● **Directions**
Copy out exactly the stretch of the listing below that begins at the line containing "The proposed solution" and ends at the line containing "recursion_strategy_comparison", and copy nothing outside it.

- - - - -

PR #286, opened 2019-04-04
Change recursion strategy

baumanta:
Change the way old data is remembered. The old recursion strategy saved the last histogram and then transformed it back into a pointcloud. This way a lot of discretization error was accumulated due to going from histogram to pointcloud and back in every computation cycle. This rendered the remembered date invalid after about 30 computation cycles.

The proposed solution saves a subsampled version of the original data points. The pointcloud from the last timestep is then fuse with the new data. This yields much better results.

With this method the planner successfully completes the test mission in all runs, with one camera (depth or realsense) as well as with 3 cameras. 

recursion_strategy_comparison


local_planner/src/nodes/planner_functions.cpp
```diff
@@ -10,19 +10,26 @@ namespace avoidance {
...
-    int min_cloud_size, float min_dist_backoff, Box histogram_box,
-    const Eigen::Vector3f& position, float min_realsense_dist) {
-  cropped_cloud.points.clear();
-  cropped_cloud.width = 0;
+    float min_dist_backoff, Box histogram_box, const Eigen::Vector3f& position,
+    float min_realsense_dist, int max_age) {
+  pcl::PointCloud<pcl::PointXYZI> old_cloud = final_cloud;
+
+  final_cloud.points.clear();
+  final_cloud.width = 0;
```
nicovanduijn: could you reserve the size to the maximum it could be? I think that would be faster than dynamic reallocation

local_planner/src/nodes/planner_functions.cpp
```diff
@@ -45,13 +59,36 @@ void filterPointCloud(
...
+    // cloud
+    if (histogram_box.isPointWithinBox(xyzi.x, xyzi.y, xyzi.z)) {
+      distance = (position - toEigen(xyzi)).norm();
+      if (distance < histogram_box.radius_) {
+        PolarPoint p_pol = cartesianToPolar(toEigen(xyzi), position);
+        Eigen::Vector2i p_ind = polarToHistogramIndex(p_pol, ALPHA_RES / 2);
+        if (high_res_histogram.get_age(p_ind.y(), p_ind.x()) == 0 &&
+            xyzi.intensity < max_age) {
+          final_cloud.points.push_back(
+              toXYZI(xyzi.x, xyzi.y, xyzi.z, xyzi.intensity + 1));
```
nicovanduijn: As discussed, the intensity layer is in float, so this increment is problematic. Switching to using floats and actual age in seconds

local_planner/src/nodes/planner_functions.cpp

- - - - -

● **Exercise answer**
The proposed solution saves a subsampled version of the original data points. The pointcloud from the last timestep is then fuse with the new data. This yields much better results.

With this method the planner successfully completes the test mission in all runs, with one camera (depth or realsense) as well as with 3 cameras. 

recursion_strategy_comparison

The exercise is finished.